[MATERIALS PROVIDED Boundary: Start]

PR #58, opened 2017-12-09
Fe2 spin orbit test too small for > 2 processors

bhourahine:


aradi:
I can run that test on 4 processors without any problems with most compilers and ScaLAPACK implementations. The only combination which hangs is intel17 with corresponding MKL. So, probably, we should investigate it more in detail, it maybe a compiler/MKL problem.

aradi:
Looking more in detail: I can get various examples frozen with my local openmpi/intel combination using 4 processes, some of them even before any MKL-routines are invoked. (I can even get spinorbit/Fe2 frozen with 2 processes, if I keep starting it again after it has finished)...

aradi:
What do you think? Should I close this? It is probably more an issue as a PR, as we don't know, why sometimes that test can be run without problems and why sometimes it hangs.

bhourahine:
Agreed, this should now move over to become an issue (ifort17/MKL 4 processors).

[MATERIALS PROVIDED Boundary: End]
[MATERIALS PROVIDED Boundary: Start]

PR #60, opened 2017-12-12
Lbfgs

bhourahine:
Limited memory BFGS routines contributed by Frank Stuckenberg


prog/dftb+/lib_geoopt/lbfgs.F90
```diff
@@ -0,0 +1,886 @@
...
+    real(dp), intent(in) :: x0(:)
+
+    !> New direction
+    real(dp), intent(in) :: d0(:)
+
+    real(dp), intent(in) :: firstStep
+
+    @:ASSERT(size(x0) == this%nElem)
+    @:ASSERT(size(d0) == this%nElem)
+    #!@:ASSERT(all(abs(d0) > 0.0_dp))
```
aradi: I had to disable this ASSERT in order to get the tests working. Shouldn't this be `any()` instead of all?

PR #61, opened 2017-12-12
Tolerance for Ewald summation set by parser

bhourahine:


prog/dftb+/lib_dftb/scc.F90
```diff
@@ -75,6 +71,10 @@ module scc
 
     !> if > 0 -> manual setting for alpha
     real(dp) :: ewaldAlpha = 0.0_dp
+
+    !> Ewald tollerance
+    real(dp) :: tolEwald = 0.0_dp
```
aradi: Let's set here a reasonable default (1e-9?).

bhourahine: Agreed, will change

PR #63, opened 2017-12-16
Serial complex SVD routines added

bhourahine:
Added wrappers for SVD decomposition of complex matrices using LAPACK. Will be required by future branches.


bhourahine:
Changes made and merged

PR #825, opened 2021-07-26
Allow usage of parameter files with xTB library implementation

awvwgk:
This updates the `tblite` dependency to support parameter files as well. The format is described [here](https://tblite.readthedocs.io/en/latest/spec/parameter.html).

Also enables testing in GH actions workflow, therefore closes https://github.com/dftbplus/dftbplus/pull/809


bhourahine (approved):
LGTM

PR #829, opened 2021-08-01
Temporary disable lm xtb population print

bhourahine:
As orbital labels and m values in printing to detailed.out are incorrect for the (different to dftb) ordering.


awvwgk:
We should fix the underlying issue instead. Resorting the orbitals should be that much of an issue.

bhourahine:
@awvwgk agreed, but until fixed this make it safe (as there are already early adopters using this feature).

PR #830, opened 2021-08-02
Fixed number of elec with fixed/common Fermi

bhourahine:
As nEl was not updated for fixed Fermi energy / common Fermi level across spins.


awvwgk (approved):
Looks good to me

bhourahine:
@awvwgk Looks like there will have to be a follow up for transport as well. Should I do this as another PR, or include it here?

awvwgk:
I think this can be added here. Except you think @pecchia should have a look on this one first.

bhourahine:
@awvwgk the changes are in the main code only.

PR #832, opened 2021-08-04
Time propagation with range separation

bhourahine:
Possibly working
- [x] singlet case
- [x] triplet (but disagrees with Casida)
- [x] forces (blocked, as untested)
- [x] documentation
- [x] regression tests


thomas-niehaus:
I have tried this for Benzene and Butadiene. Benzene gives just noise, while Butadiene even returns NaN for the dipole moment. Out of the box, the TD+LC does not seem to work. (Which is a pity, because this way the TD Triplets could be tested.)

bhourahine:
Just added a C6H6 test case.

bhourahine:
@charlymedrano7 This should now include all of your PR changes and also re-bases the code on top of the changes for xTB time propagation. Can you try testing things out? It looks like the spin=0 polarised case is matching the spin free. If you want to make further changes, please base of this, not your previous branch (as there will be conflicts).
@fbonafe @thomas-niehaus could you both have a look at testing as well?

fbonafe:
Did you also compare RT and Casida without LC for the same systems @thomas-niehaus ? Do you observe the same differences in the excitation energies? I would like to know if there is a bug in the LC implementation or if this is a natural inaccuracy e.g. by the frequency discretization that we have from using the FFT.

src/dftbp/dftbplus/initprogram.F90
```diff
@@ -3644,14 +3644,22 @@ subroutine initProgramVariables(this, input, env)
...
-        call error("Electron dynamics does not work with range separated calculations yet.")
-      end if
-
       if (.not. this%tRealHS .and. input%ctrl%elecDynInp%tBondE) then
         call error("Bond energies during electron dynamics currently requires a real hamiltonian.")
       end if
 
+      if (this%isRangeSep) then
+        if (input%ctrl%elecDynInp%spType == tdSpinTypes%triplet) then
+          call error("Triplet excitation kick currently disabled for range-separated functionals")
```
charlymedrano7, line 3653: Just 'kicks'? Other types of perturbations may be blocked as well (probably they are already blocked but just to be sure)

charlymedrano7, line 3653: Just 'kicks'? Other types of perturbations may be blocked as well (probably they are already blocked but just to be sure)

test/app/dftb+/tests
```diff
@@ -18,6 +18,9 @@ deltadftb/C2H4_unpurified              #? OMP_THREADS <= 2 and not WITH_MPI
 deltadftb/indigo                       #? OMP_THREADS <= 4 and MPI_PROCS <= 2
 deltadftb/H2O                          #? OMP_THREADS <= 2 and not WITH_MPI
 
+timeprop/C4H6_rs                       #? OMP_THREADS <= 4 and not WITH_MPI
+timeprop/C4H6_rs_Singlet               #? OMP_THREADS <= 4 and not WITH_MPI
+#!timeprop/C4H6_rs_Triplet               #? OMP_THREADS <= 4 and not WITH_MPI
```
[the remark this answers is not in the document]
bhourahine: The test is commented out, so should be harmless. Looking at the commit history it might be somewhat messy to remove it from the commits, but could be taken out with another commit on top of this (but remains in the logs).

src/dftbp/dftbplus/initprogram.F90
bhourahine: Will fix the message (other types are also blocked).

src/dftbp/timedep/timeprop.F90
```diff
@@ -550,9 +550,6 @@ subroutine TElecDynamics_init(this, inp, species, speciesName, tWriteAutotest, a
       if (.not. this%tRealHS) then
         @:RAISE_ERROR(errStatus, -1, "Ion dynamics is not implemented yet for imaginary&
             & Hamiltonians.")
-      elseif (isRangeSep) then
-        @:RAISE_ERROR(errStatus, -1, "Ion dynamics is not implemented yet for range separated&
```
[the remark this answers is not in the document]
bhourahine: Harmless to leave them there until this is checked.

[MATERIALS PROVIDED Boundary: End]
[MATERIALS PROVIDED Boundary: Start]

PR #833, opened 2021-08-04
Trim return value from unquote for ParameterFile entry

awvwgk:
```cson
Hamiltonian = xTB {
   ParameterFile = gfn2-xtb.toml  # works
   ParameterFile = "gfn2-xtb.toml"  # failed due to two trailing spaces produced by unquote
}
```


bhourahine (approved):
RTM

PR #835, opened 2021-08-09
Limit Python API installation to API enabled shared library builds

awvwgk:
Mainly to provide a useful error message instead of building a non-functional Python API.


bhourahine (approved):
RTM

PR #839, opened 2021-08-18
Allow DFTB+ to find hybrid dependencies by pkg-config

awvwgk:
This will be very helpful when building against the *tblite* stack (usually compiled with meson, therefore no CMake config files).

[MATERIALS PROVIDED Boundary: End]

Search the data above for the string "even" and copy each line that has it.

TASK ANSWER:
Looking more in detail: I can get various examples frozen with my local openmpi/intel combination using 4 processes, some of them even before any MKL-routines are invoked. (I can even get spinorbit/Fe2 frozen with 2 processes, if I keep starting it again after it has finished)...
I have tried this for Benzene and Butadiene. Benzene gives just noise, while Butadiene even returns NaN for the dipole moment. Out of the box, the TD+LC does not seem to work. (Which is a pity, because this way the TD Triplets could be tested.)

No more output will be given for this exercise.